To make this a true disaster, you still have a bit to go.  “What?” you say, “I thought it was already wrecked?”  Ha ha ha! No! I’m sorry, but this recipe is just too easy, and a subpar disaster-hack effort on your part won’t cut it.  Although there have been disastrous moments, this recipe could still revive itself to come back from the dead a total success.  You need constant vigilance to make this failure.  “Constant Vigilance!”

Next steps:  For this to work, please be as unfamiliar with your slow cooker as possible.  If you already know it runs hot or takes longer, try to wipe such useful data from your mind.  The recipe says to cook 8 to 10 hours on low, so turn it on low then check back in 4 hours.
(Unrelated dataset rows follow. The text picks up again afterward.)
PR #7350, opened 2022-01-04
Issue #3551 - Document correct Conscrypt usage

### LINKED ISSUE #3551: Document correct Conscrypt usage
When using the `Conscrypt` provider, a few things must be done to make sure it's used properly.

#### On the server

- Don't use `Security.addProvider(new OpenSSLProvider())`.
Instead use `Security.insertProviderAt(new OpenSSLProvider(), 1)`.
This is because the Conscrypt provider, internally, reaches for other component factories (such as `TrustManagerFactory`, etc.) and we want to default to the Conscrypt ones.
If the Conscrypt provider is not in the first position, the default for those component factories will be the OpenJDK provider.

#### On the client

- Use `Security.insertProviderAt(new OpenSSLProvider(), 1)` (see above).
- Because of google/conscrypt#656, when using explicitly the `HTTPS` endpointIdentificationAlgorithm, you must call `HttpsURLConnection.setDefaultHostnameVerifier(...)` or Conscrypt's 2.1 `Conscrypt.setHostnameVerifier(...)`.

lachlan-roberts:
closes #3551

- add some documentation about Conscrypt in the programming guide
    - document that it is necessary to set the `HostnameVerifier` when using `HTTPS` endpointIdentificationAlgorithm on the client.
    - That you should use `Security.insertProviderAt(new OpenSSLProvider(), 1)` instead of `Security.addProvider(new OpenSSLProvider())` when adding conscrypt for the server.

- change the conscrypt.xml file to reflect the documented way of adding the `OpenSSLProvider`.


documentation/jetty-documentation/src/main/asciidoc/programming-guide/client/client.adoc
```diff
@@ -35,3 +35,4 @@ include::http/client-http.adoc[]
 include::http2/client-http2.adoc[]
 include::http3/client-http3.adoc[]
 include::websocket/client-websocket.adoc[]
+include::conscrypt/client-conscrypt.adoc[]
```
sbordet, line 38: I don't think this deserves a whole section.
There already is a section about configuring TLS on the client, can you move this additional documentation there, section `pg-client-http-configuration-tls`?

documentation/jetty-documentation/src/main/asciidoc/programming-guide/client/conscrypt/client-conscrypt.adoc
```diff
@@ -0,0 +1,22 @@
...
+
+[[pg-client-conscrypt]]
+=== Conscrypt Java Security Provider
+
+Conscrypt is a Java Secure Socket Extension (JSSE) can be used with Jetty instead of the default provider from the JVM to provide TLS and the ALPN extension.
+
+See relevant information xref:pg-server-conscrypt[Conscrypt Server Configuration].
+
+In order to use the `HTTPS` endpointIdentificationAlgorithm, you must also set a `HostnameVerifier`, either via `HttpsURLConnection.setDefaultHostnameVerifier()` or `Conscrypt.setHostnameVerifier` / `Conscrypt.setDefaultHostnameVerifier()`.
+This is because Conscrypt implementation defers directly to the hostname verifier unlike OpenJDK which first delegates to an internal verification and only if that fails tries the hostname verifier.
```
sbordet, line 22: Are you sure? I ask because I just ran `ConscryptHTTP2ClientTest` removing the line `Conscrypt.setDefaultHostnameVerifier(...)` and it works fine, so apparently it is not necessary?

documentation/jetty-documentation/src/main/asciidoc/programming-guide/server/server.adoc
```diff
@@ -36,3 +36,4 @@ include::http3/server-http3.adoc[]
 include::sessions/sessions.adoc[]
 include::websocket/server-websocket.adoc[]
 include::server-io-arch.adoc[]
+include::conscrypt/server-conscrypt.adoc[]
```
sbordet, line 39: Same as for the client, I think this should be moved to the `pg-server-http-connector-protocol` section, perhaps as a child, with all the subsections that configure TLS referring to this new child.

documentation/jetty-documentation/src/main/asciidoc/programming-guide/server/conscrypt/server-conscrypt.adoc
```diff
@@ -0,0 +1,25 @@
...
+//
+
+[[pg-server-conscrypt]]
+=== Conscrypt Java Security Provider
+
+Conscrypt is a Java Secure Socket Extension (JSSE) can be used with Jetty instead of the default provider from the JVM to provide TLS and the ALPN extension.
+
+Google maintains BoringSSL as a fork of the OpenSSL project that is used in their Chrome and Android products, thus it is an excellent well maintained library with good security and performance. Google have also built on the work of the Netty project to develop Conscrypt as the Java library that maps the native BoringSSL API to be a compliant JSSE SecurityProvider.
+
+When configuring Conscrypt for the Server, instantiate an instance of Conscrypt’s `OpenSSLProvider` to be registered with the static method on the `java.security.Security` class.
```
sbordet, line 21: Make a code example, rather than describing the code in words.

sbordet (changes requested):

documentation/jetty-documentation/src/main/asciidoc/programming-guide/client/conscrypt/client-conscrypt.adoc
lachlan-roberts: That was the information provided in the issue you linked (https://github.com/google/conscrypt/issues/656). 

But I can't seem to replicate the problem from that issue at all, even using the exact same snippet of code didn't fail for me. So maybe something has changed since then. I couldn't see that the hostname verifier was ever called at all.

PR #7360, opened 2022-01-06
Issue #7351 - large WebSocket payloads with permessage-deflate hang

### LINKED ISSUE #7351: Large WebSocket payloads with permessage-deflate hang on 10.0.7
**Jetty version(s)**

10.0.7

openjdk version "11.0.13" 2021-10-19 LTS

**OS type/version**

MacOS/Linux

**Description**

Starting from 10.0.7, large WebSocket messages hang when the WebSocket connection is initiated with the `permessage-deflate` extension. The "hanging" behaviour is only observed starting from 10.0.7, and the code works correctly on other 10.0.x and 9.4.x versions. The [`jetty-10.0.7-websocket-permessage-deflate`](https://github.com/SerCeMan/jetty-10.0.7-websocket-permessage-deflate) can help to reproduce the issue, the test that sends a single payload never completes. 

```java
    @Test
    void testDeflate() throws Exception {
        var client = new WebSocketClient();
        client.setMaxBinaryMessageSize(5 * 1024 * 1024);
        client.start();
        var latch = new CountDownLatch(1);
        var req = new ClientUpgradeRequest();
        req.addExtensions("permessage-deflate");
        var session = client.connect(new Socket(latch), URI.create("ws://localhost:8083/ws"), req).get();
        latch.await(3, TimeUnit.SECONDS);
        session.close();
    }
```

Removing the extension from the test, or changing the jetty version from `10.0.7` to `10.0.6` in [build.gradle](https://github.com/SerCeMan/jetty-10.0.7-websocket-permessage-deflate/blob/master/build.gradle#L16-L17) makes the test pass. 

From what I understand, the test fails on `10.0.7` when the message size exceeds `PerMessageDeflateExtension#DEFAULT_BUF_SIZE`.

**How to reproduce?**

The reproducer project: https://github.com/SerCeMan/jetty-10.0.7-websocket-permessage-deflate.

lachlan-roberts:
## Issue #7351

PerMessageDeflate cannot use iterating callback for incoming frame fragmentation as we must wait for more demand before inflating the next frame.

This PR adds a mechanism to override the demand in the `WebSocketCoreSession` using a stack. Extensions can use this to be notified once another frame has been requested.


jetty-websocket/websocket-core-common/src/main/java/org/eclipse/jetty/websocket/core/internal/WebSocketCoreSession.java
```diff
@@ -422,7 +428,31 @@ public void demand(long n)
...
+        LongConsumer consumer = null;
+        try (AutoLock l = _lock.lock())
+        {
+            if (!_demandHandlers.isEmpty())
+                consumer = _demandHandlers.pop();
+        }
+        return consumer;
+    }
+
+    public void pushDemandHandler(LongConsumer demand)
```
gregw: I'm not opposed to a demand interception architecture.... as ultimately that is what we are doing in the jetty-12 HttpStream contract.   However, at the very least it needs a lot of javadoc to explain how to use it and why it is needed.

But I'm also very cautious that it doesn't go hand in hand with the interception of the actual content... again as it is done in the jetty-12 HttpStream contract.

gregw (changes requested):
OK so if I'm reading this right, the basic idea is to intercept demand so that if you have a large frame that is being inflated then demand is satisfied by inflating more data rather than demanding another frame.

This basic idea is sound.... but is there a better way of intercepting demand rather than pushing down a handler onto the core Session?  That feels like it is making the session need to worry about concerns that are not it's core business?

It feels more like there is a missing layer of abstraction that would allow the demand to be filtered by the same entity doing the inflation.

This needs careful consideration before merging.

jetty-websocket/websocket-core-common/src/main/java/org/eclipse/jetty/websocket/core/internal/WebSocketCoreSession.java
gregw: I think you need to look at adding demand interception to the Extension class, perhaps as an optional interface extension.   Then WebSocketCoreSession, which it builds its stack of extentions that intercept incoming frames, it can also build a stack of demand interceptors (handlers), that will always be there - not added and removed.    Thus the inflate extension will always intercept demand and only pass it on if it has not more bytes to inflate into a synthetic frame.

lachlan-roberts: > at the very least it needs a lot of javadoc to explain how to use it and why it is needed.

Sure I can add some javadoc. The `DemandHandler` is internal mechanism and is not exposed through the `CoreSession` interface. So the only way to have access to this is to downcast the `CoreSession` to an internal class.

> I think you need to look at adding demand interception to the Extension class, perhaps as an optional interface extension.

This is not possible, it needs to be on the WebSocketCoreSession or the WebSocketConnection, the application has no interaction with the Extensions it only calls demand on the session. I originally had a permanent `DemandListener` to intercept demand, so that is possible but it still needs to be registered through the `WebSocketCoreSession`.

jetty-websocket/websocket-core-common/src/main/java/org/eclipse/jetty/websocket/core/internal/WebSocketCoreSession.java
```diff
@@ -422,7 +428,35 @@ public void demand(long n)
...
+
+    public LongConsumer popDemandHandler()
+    {
+        LongConsumer consumer = null;
+        try (AutoLock l = _lock.lock())
+        {
+            if (!_demandHandlers.isEmpty())
+                consumer = _demandHandlers.pop();
+        }
+        return consumer;
```
sbordet:
```suggestion
        try (AutoLock l = _lock.lock())
        {
            return _demandHandlers.poll();
        }
```

jetty-websocket/websocket-core-common/src/main/java/org/eclipse/jetty/websocket/core/internal/PerMessageDeflateExtension.java
```diff
@@ -438,22 +465,72 @@ private boolean inflate(Callback callback) throws DataFormatException
...
+            _frame = null;
+            _framePayload = null;
+            _frameCallback = null;
+            _tailBytes = false;
+        }
+
+        @Override
+        protected void onCompleteFailure(Throwable cause)
+        {
+            _failure.set(cause);
```
sbordet: This should be a `compareAndSet()` to keep only the first failure and to make sure to notify only once?

jetty-websocket/websocket-jetty-tests/src/test/java/org/eclipse/jetty/websocket/tests/LargeDeflateTest.java
```diff
@@ -0,0 +1,101 @@
...
+        assertThat(message, is(sentMessage));
+    }
+
+    private static ByteBuffer largePayloads()
+    {
+        var bytes = new byte[4 * 1024 * 1024];
+        new Random(42).nextBytes(bytes);
+        return BufferUtil.toBuffer(bytes);
+    }
+}
```
sbordet, line 101: Can you please write also a test with explicit demand _and_ the permessage deflate extension?

sbordet (changes requested):

jetty-websocket/websocket-core-common/src/main/java/org/eclipse/jetty/websocket/core/internal/WebSocketCoreSession.java
sbordet: > Then WebSocketCoreSession, which it builds its stack of extentions that intercept incoming frames, it can also build a stack of demand interceptors (handlers), that will always be there - not added and removed. Thus the inflate extension will always intercept demand and only pass it on if it has not more bytes to inflate into a synthetic frame.

What's currently in this PR is a minimal, implementation-only, fix for the issue.
While perhaps a more generic (and publicly available) mechanism would be desired, I think for this release we should stick with this minimal change, as what you propose is a larger change that still feels like an afterthought (introducing new methods to `Extension` that should really be a new parameter in `IncomingFrames.onFrame()` instead, etc.).
I like better a re-design for Jetty 12 and a minimal change now.
Then if we really need to add a method to `Extension` we can discuss it more carefully for a future Jetty 10 release.

jetty-websocket/websocket-core-common/src/main/java/org/eclipse/jetty/websocket/core/internal/PerMessageDeflateExtension.java
lachlan-roberts: `onCompleteFailure` will only ever be called once, so we already won't notify more than once. The only time `_failure` will already be set is when `failFlusher(Throwable t)` has been called, and if the iterating callback was processing at the time of `failFlusher` then process could also fail for a different reason.

So if we want to cover the case where it has failed for two different reasons, then I could change this to:
```java
Throwable suppressed = _failure.getAndSet(cause);
if (suppressed != null && suppressed != cause)
    cause.addSuppressed(suppressed);
```

jetty-websocket/websocket-core-common/src/main/java/org/eclipse/jetty/websocket/core/internal/WebSocketCoreSession.java
gregw: @sbordet the current PR doesn't need to be a perfect fix and we can land on a final API in 12.  But it should not be a step in the wrong direction.   I think the approach here is just wrong: a dynamic stack of interceptors and explicit demand bypass API!        We should at least fix it in a style that is likely to be similar to what we ultimately implement - ie a fixed set of demand interceptors that is initialized once the Extentions are known, that will always be called for all demand calls.   I see no reason not to try to do it right now.

gregw:
I mocked up how I think we could do the demand interception in https://github.com/eclipse/jetty.project/tree/jetty-10.0.x-ws-demand-extension
My main criteria is that the demand interception is not dynamic for the connection, but setup once with the extension stack.   My mockup has a new public API, but that probably should be package protected to keep this non-public for now.

jetty-websocket/websocket-core-common/src/main/java/org/eclipse/jetty/websocket/core/internal/DemandChain.java
```diff
@@ -0,0 +1,25 @@
...
+//
+// SPDX-License-Identifier: EPL-2.0 OR Apache-2.0
+// ========================================================================
+//
+
+package org.eclipse.jetty.websocket.core.internal;
+
+import java.util.function.LongConsumer;
+
+public interface DemandChain
```
sbordet, line 25: Javadocs.

jetty-websocket/websocket-core-common/src/main/java/org/eclipse/jetty/websocket/core/internal/ExtensionStack.java
```diff
@@ -210,6 +213,14 @@ public void negotiate(List<ExtensionConfig> offeredConfigs, List<ExtensionConfig
                 Extension ext = exts.next();
                 ext.setNextOutgoingFrames(outgoing);
                 outgoing = ext;
+
+                if (ext instanceof DemandChain)
+                {
+                    DemandChain demandingExtension = (DemandChain)ext;
+                    if (demandChain != null)
```
sbordet: `demandChain` cannot be `null`, right?

jetty-websocket/websocket-core-common/src/main/java/org/eclipse/jetty/websocket/core/internal/PerMessageDeflateExtension.java
```diff
@@ -335,85 +354,131 @@ else if (_frame.isFin())
...
+        public void setNextDemand(LongConsumer nextDemand)
+        {
+            _nextDemand = nextDemand;
+        }
+
+        public void demand(long n)
+        {
+            if (n <= 0)
+                throw new IllegalArgumentException("Demand must be positive");
+            _demand.addAndGet(n);
```
sbordet: Cap the demand with `MathUtils`.

jetty-websocket/websocket-core-common/src/main/java/org/eclipse/jetty/websocket/core/internal/PerMessageDeflateExtension.java
```diff
@@ -236,6 +240,21 @@ protected void nextOutgoingFrame(Frame frame, Callback callback, boolean batch)
...
+        incomingFlusher.setNextDemand(nextDemand);
+    }
+
+    @Override
+    public void demand(long n)
+    {
+        if (n <= 0)
+            throw new IllegalArgumentException("Demand must be positive");
+        incomingFlusher._demand.addAndGet(n);
+        incomingFlusher.iterate();
```
sbordet:
```suggestion
        incomingFlusher.demand(n);
```

jetty-websocket/websocket-core-common/src/main/java/org/eclipse/jetty/websocket/core/internal/PerMessageDeflateExtension.java
```diff
@@ -335,85 +354,131 @@ else if (_frame.isFin())
...
+            return Action.IDLE;
         }
 
-        private boolean inflate(Callback callback) throws DataFormatException
+        private void inflate() throws DataFormatException
         {
             // Get a buffer for the inflated payload.
             long maxFrameSize = getConfiguration().getMaxFrameSize();
             int bufferSize = (maxFrameSize <= 0) ? inflateBufferSize : (int)Math.min(maxFrameSize, inflateBufferSize);
             final ByteBuffer payload = getBufferPool().acquire(bufferSize, false);
```
sbordet: Remove `final`.

jetty-websocket/websocket-core-common/src/main/java/org/eclipse/jetty/websocket/core/internal/PerMessageDeflateExtension.java
```diff
@@ -438,22 +503,65 @@ private boolean inflate(Callback callback) throws DataFormatException
...
+                    frameCallback.succeeded();
+            }, t ->
+            {
+                // The error needs to be forwarded to the CoreSession if callback is failed.
+                getBufferPool().release(payload);
+                failFlusher(t);
+                coreSession.processHandlerError(t, NOOP);
+            });
+            _demand.decrementAndGet();
+            nextIncomingFrame(chunk, payloadCallback);
```
sbordet: If this method throws, the `payload` is not released back into the buffer pool?
I think you should move the payload release in `onCompleteFailure()`.

jetty-websocket/websocket-jetty-tests/src/test/java/org/eclipse/jetty/websocket/tests/LargeDeflateTest.java
```diff
@@ -0,0 +1,101 @@
...
+import org.eclipse.jetty.websocket.server.config.JettyWebSocketServletContainerInitializer;
+import org.junit.jupiter.api.AfterEach;
+import org.junit.jupiter.api.BeforeEach;
+import org.junit.jupiter.api.Test;
+
+import static org.hamcrest.MatcherAssert.assertThat;
+import static org.hamcrest.Matchers.is;
+import static org.junit.jupiter.api.Assertions.assertTrue;
+
+public class LargeDeflateTest
```
sbordet, line 39: Can you move this test to `PermessageDeflateDemandTest`? There is no need to have 1 class per test.

jetty-websocket/websocket-jetty-tests/src/test/java/org/eclipse/jetty/websocket/tests/PermessageDeflateBufferTest.java
```diff
@@ -124,5 +135,26 @@ public void testPermessageDeflateAggregation() throws Exception
...
+
+        ByteBuffer message = randomBytes(1024);
+        session.setMaxFrameSize(64);
+        session.getRemote().sendBytes(message);
+        assertThat(socket.binaryMessages.poll(5, TimeUnit.SECONDS), equalTo(message));
+
+        session.close();
+        assertTrue(socket.closeLatch.await(5, TimeUnit.SECONDS));
+        assertThat(socket.closeCode, equalTo(StatusCode.NORMAL));
     }
```
sbordet, line 159: Please add a test that verifies that the payload is released if an extension throws or fails the callback.

sbordet (changes requested):

jetty-websocket/websocket-core-common/src/main/java/org/eclipse/jetty/websocket/core/internal/PerMessageDeflateExtension.java
lachlan-roberts: `nextIncomingFrame` is not supposed to throw that's why we give it a callback. When we eventually call application code we have a try/catch so if the application throws we fail the callback. So if `nextIncomingFrame` throws it is a bug.

If we release in `onCompleteFailure()` then we have to keep a full list of all the payload callbacks in the flusher and remove them when the callback is succeeded (the payloads might not be succeeded before next iteration of the flusher). I think this is not a good idea.

jetty-websocket/websocket-core-common/src/main/java/org/eclipse/jetty/websocket/core/internal/PerMessageDeflateExtension.java
lachlan-roberts: Ok, but will use `Math.addExact` instead as its probably more what we want.

You don't really want to cap the demand because then its out of sync with what the application is expecting, although this is not likely to be a problem with `long`.

jetty-websocket/websocket-jetty-tests/src/test/java/org/eclipse/jetty/websocket/tests/LargeDeflateTest.java
lachlan-roberts: `PermessageDeflateDemandTest` is testing the core API and this is using the Jetty WS API so is also testing the message aggregation through the message sinks.

jetty-websocket/websocket-core-common/src/main/java/org/eclipse/jetty/websocket/core/internal/DemandChain.java
lachlan-roberts: done

jetty-websocket/websocket-core-common/src/main/java/org/eclipse/jetty/websocket/core/internal/ExtensionStack.java
lachlan-roberts: fixed

jetty-websocket/websocket-core-common/src/main/java/org/eclipse/jetty/websocket/core/internal/DemandingFlusher.java
```diff
@@ -0,0 +1,128 @@
...
+import java.util.concurrent.atomic.AtomicReference;
+import java.util.function.BiConsumer;
+import java.util.function.LongConsumer;
+
+import org.eclipse.jetty.util.Callback;
+import org.eclipse.jetty.util.CountingCallback;
+import org.eclipse.jetty.util.IteratingCallback;
+import org.eclipse.jetty.websocket.core.Frame;
+
+public abstract class DemandingFlusher extends IteratingCallback implements DemandChain
```
sbordet, line 39: Needs javadocs both for the class and the methods.

jetty-websocket/websocket-jetty-tests/src/test/java/org/eclipse/jetty/websocket/tests/PermessageDeflateBufferTest.java
sbordet: Please implement what above.

jetty-websocket/websocket-core-common/src/main/java/org/eclipse/jetty/websocket/core/internal/DemandingFlusher.java
gregw, line 39: javadoc

jetty-websocket/websocket-core-common/src/main/java/org/eclipse/jetty/websocket/core/internal/DemandingFlusher.java
```diff
@@ -0,0 +1,128 @@
...
+    public void failFlusher(Throwable t)
+    {
+        if (_failure.compareAndSet(null, t))
+        {
+            failed(t);
+            iterate();
+        }
+    }
+
+    public void forwardFrame(Frame frame, Callback callback)
```
gregw: I'm not sure "forward" is the right verb, as it implies only frames received can be forwarded.   Perhaps `emitFrame` ?

jetty-websocket/websocket-core-common/src/main/java/org/eclipse/jetty/websocket/core/internal/DemandingFlusher.java
```diff
@@ -0,0 +1,128 @@
...
+    private Callback _callback;
+    private boolean _needContent = true;
+    private boolean _first = true;
+
+    public DemandingFlusher(BiConsumer<Frame, Callback> forwardFrame)
+    {
+        _forwardFrame = forwardFrame;
+    }
+
+    protected abstract boolean handle(Frame frame, Callback callback, boolean first);
```
gregw, line 73: javadoc

jetty-websocket/websocket-core-common/src/main/java/org/eclipse/jetty/websocket/core/internal/DemandingFlusher.java
```diff
@@ -0,0 +1,128 @@
...
+        if (_failure.compareAndSet(null, t))
+        {
+            failed(t);
+            iterate();
+        }
+    }
+
+    public void forwardFrame(Frame frame, Callback callback)
+    {
+        _demand.decrementAndGet();
```
gregw: This needs to check that demand does not go negative and if so throw an ISE.
Currently there is nothing stopping a usage of this class calling forwardFrame more than it should.    In my `IteratingDemand` class I prevent that by returning the frame to be forwarded, so only a single frame can be produced each iteration and then demand is checked again.

jetty-websocket/websocket-core-common/src/main/java/org/eclipse/jetty/websocket/core/internal/FragmentExtension.java
```diff
@@ -69,4 +88,68 @@ public void init(ExtensionConfig config, WebSocketComponents components)
...
+            Callback payloadCallback = Callback.from(() ->
+            {
+                if (finished)
+                    callback.succeeded();
+            }, t ->
+            {
+                // This is wrapped with CountingCallback so will only be failed once.
+                callback.failed(t);
+                failFlusher(t);
+            });
```
gregw, line 149: This feels like an unnecessary capturing lamda.  The only thing it is capturing is the callback, which is actually a field on the `DemandingFlusher`, so really this should just be able to be a reused callback on the instance.

jetty-websocket/websocket-core-common/src/main/java/org/eclipse/jetty/websocket/core/internal/DemandingFlusher.java
```diff
@@ -0,0 +1,128 @@
...
+    @Override
+    public void setNextDemand(LongConsumer nextDemand)
+    {
+        _nextDemand = nextDemand;
+    }
+
+    public void onFrame(Frame frame, Callback callback)
+    {
+        _frame = frame;
+        _callback = new CountingCallback(callback, 1);
```
gregw, line 100: This feels rather lame.   If we can't control how often we call the callback, then I think our state machine is incomplete.  More over, implementations of callback should be robust in the face of multiple calls anyway with subsequent calls being noops.

Do we really need this?

jetty-websocket/websocket-core-common/src/main/java/org/eclipse/jetty/websocket/core/internal/DemandingFlusher.java
```diff
@@ -0,0 +1,128 @@
...
+
+    @Override
+    public void setNextDemand(LongConsumer nextDemand)
+    {
+        _nextDemand = nextDemand;
+    }
+
+    public void onFrame(Frame frame, Callback callback)
+    {
+        _frame = frame;
```
gregw, line 99: probably should ISE if we are not expecting a frame?

gregw (changes requested):
We are spending a lot of time on this PR so I don't want to get too picky.    So my only "must fix" issue is that `DemandingFlusher` needs javadoc.

But there are lots of other aspects I really don't like... but it is the best of the variations we've looked at over the last week.  So probably OK to go ahead with some javadoc.

jetty-websocket/websocket-core-common/src/main/java/org/eclipse/jetty/websocket/core/internal/FragmentExtension.java
lachlan-roberts: The application doesn't need to succeed this `payloadCallback` until it decides it doesn't need the content anymore. This could be many iterations into this iterating callback where we have a callback for a different frame entirely.

jetty-websocket/websocket-core-common/src/main/java/org/eclipse/jetty/websocket/core/internal/DemandingFlusher.java
lachlan-roberts: The implementation could multiple of its `payloadCallback`s at once. In the failure of this we need to fail the original frame callback, but we don't want to fail it multiple times. We can't rely on the state of the IteratingCallback because it may have another frame/callback at the time the `payloadCallback` is failed.

In addition to this there could be an error generated from inside the `IteratingCallback` which causes `onCompleteFailure` to be called, and we then want to fail the current frameCallback to relay that failure up to the `WebSocketCoreSession`, but the application may have access to this callback as well and might succeed/fail it at some point after.

So we do need this.

sbordet (dismissed):

jetty-websocket/websocket-core-common/src/main/java/org/eclipse/jetty/websocket/core/internal/DemandingFlusher.java
```diff
@@ -0,0 +1,181 @@
...
+    private final AtomicReference<Throwable> _failure = new AtomicReference<>();
+    private LongConsumer _nextDemand;
+
+    private Frame _frame;
+    private Callback _callback;
+    private boolean _needContent = true;
+    private boolean _first = true;
+
+    /**
+     * @param emitFrame where frames generated by {@link #handle(Frame, Callback, boolean)} are forwarded.
```
gregw, line 52:
```suggestion
     * @param emitFrame The BiConsumer to which generated frames are forwarded, along with a callback to succeed when the frame can be released, by {@link #handle(Frame, Callback, boolean)}.
```

We also need to clarify somewhere that `callback.failed(t)` means.   Perhaps that can be javadoc'd in one place (probably `IncomingFrames`) and then whenever  a like callback is used we can refer to that.   Perhaps also we should make the association between the BiConsumer and `IncomingFrames.onFrame`.... actually why isn't this just `IncomingFrames` rather than `BiConsumer`?

jetty-websocket/websocket-core-common/src/main/java/org/eclipse/jetty/websocket/core/internal/DemandingFlusher.java
```diff
@@ -0,0 +1,181 @@
...
+     * <p>Called when there is demand for a single frame to be produced. During this method a single call can be made
+     * to {@link #emitFrame(Frame, Callback)} which will forward this frame towards the application. Returning true
+     * from this method signals that you are done processing the current Frame, and the next invocation of this
+     * method will have the next frame.</p>
+     *
+     * <p>Note that the callback supplied here is specially wrapped so that you can call
+     * it multiple times and it will not be completed more than once. This simplifies the
+     * handling of failure cases.</p>
+     * @param frame the original frame.
+     * @param callback to succeed to release the frame payload.
```
gregw, line 69: again failure case is undefined.

jetty-websocket/websocket-core-common/src/main/java/org/eclipse/jetty/websocket/core/internal/DemandingFlusher.java
```diff
@@ -0,0 +1,181 @@
...
+     *
+     * <p>This method should only be called ONCE within each invocation of {@link #handle(Frame, Callback, boolean)}
+     * otherwise</p>
+     * @param frame the WebSocket frame.
+     * @param callback to release frame payload.
+     */
+    public void emitFrame(Frame frame, Callback callback)
+    {
+        if (_demand.decrementAndGet() < 0)
+            throw new IllegalStateException("Negative Demand");
```
gregw, line 129: Do we need to increment demand again?

gregw (changes requested):
I know I'm asking you to fix problems a bit unassociated with this PR, but I think it would be good to take the 30 minutes to clarify the javadoc about what the failure case of the callback passed to `IncomingFrames` means.

Also wondering why we can't use `IncomingFrames` directly rather than a `BiConsumer`?

But these are niggles and I mostly approve.

jetty-websocket/websocket-core-common/src/main/java/org/eclipse/jetty/websocket/core/internal/DemandingFlusher.java
lachlan-roberts: The increment is done inside the call to demand that we intercept.

lachlan-roberts: Hmm I get what you mean, the application has already demanded, but we have thrown ISE but don't have demand for the close Frame.

But I don't think this is a big issue because we don't wait for close response if we send an error close code.

And this ISE can only be trigged by a bad implementation of the `DemandingFlusher`. In the javadoc it said to only call `emitFrame` once per call to `handle()`.

gregw: yeah but no!   Ideally an implementation would receive an ISE in response to a bad call, that would not actually change the state of the flusher.     But kind of difficult to achieve atomically without a CAS loop:
```suggestion
        while(true)
        {
            int demand = _demand.get();
            if (demand <= 0)
                throw new IllegalStateException("Negative Demand");
           if (_demand.compareAndSet(demand, demand - 1)
               break;
       }
```

gregw (approved):
Still some quibbles, but let's not hold this up any longer.

sbordet (approved):

PR #7361, opened 2022-01-07
Fix resource leaks in PropertyUserStore, XmlConfiguraiton, and start.jar

lujiefsi:
We have found that some file description leaked in memory.

please review


sbordet (approved):
Thanks!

When you see it looks like it’s done, think to yourself “But the recipe said 8 to 10 hours so I better leave it.” Check back in two more hours to welcome a blackened, sticky mess.  Pull some out to taste, and realize that it still tastes yummy so it must be destroyed by more vicious methods.  I recommend putting it in your mix master to “shred” it.  Turn it on low while the chicken is still warm.  Then recruit one of your kids to distract you while you leave it running for a full five minutes instead of the intended 30-60 seconds, so your chicken becomes a paste instead of shredded.

Finally place on top of some instant rice that you left in the microwave until it’s cold and hard.

Voila, a super easy recipe disaster-hacked! Like I mentioned before, even this outcome was pretty tasty–not that my kids would eat it, but they don’t eat anything anyway. I spread it on some rolls and French bread for my husband and myself. We liked it, but we’re used to disasters.

Flail and Fail Crock Pot teriyaki chicken

If you would like to share your disaster for this recipe feel free, or if you decide to be nonconformist and actually successfully make this recipe, I would love to know what that’s like if only vicariously.